A CEA team, a ScanPyramids partner, is setting up two muon study telescopes in front of the Great Pyramid. These cosmic particles pass through all terrestrial bodies. Ultra-sensitive detectors, judiciously placed, discern the vacuum zones and the denser regions, where certain dss particles are absorbed or deflected, making it possible to detect invisible structures.

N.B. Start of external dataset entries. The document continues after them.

PR #415, opened 2023-03-29
conntrack: Fix a bug in swapAB

ronensc:
When implementing the swapAB logic I missed the fact that in addition to swapping the values of the connection source and destination, their hashes should be swapped as well. Without this, aggregates such as `Bytes_AB` and `Bytes_BA` would be wrong.
I realized that I had the same bug in the unit test the was supposed to test it.
This PR fixes the problem and the test.

Once merged, this will allow us to spot connections that their source and destination were swapped by inspecting their `newConnection` record. The `Bytes_AB` would be 0 while `Bytes_BA` would be >0.

### DIFF
--- a/pkg/pipeline/extract/conntrack/conn.go
+++ b/pkg/pipeline/extract/conntrack/conn.go
@@ -180,6 +180,9 @@ func NewConnBuilder(metrics *metricsType) *connBuilder {
 }
 
 func (cb *connBuilder) Hash(h totalHashType) *connBuilder {
+	if cb.shouldSwapAB {
+		h.hashA, h.hashB = h.hashB, h.hashA
+	}
 	cb.conn.hash = h
 	return cb
 }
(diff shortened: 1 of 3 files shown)


jpinsonneau (approved):
Good catch @ronensc ! Code LGTM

Credits:Philippe Bourseiller/ScanPyramids/HIP Institute

Equipped with artificial intelligence, it will be able to enter a cavity and deploy there from a hole 3.5 centimeters in diameter. "This device could allow the exploration of the pyramid while preserving its strictest integrity, continues Guillemette Andreu-Lanoë. From this investigation, Egyptology can expect a lot; no one - at this time - being able to imagine what it will reveal." A hope, like a new birth. So the Egyptians were right:death is not an end.

By Jerome Pace

Bibliography

Pascal Vernus, Pharaonic Egypt Love Dictionary , Plon, 2009.
Pierre Tallet, The Red Sea Papyri 1, IFAO, 2017.
Jean-Pierre Adam, Christiane Ziegler, The Pyramids of Egypt , Hatchet, 1999.
Mark Lehner, Zahi Hawass, Giza and The Pyramids, Thames and Hudson, 2017.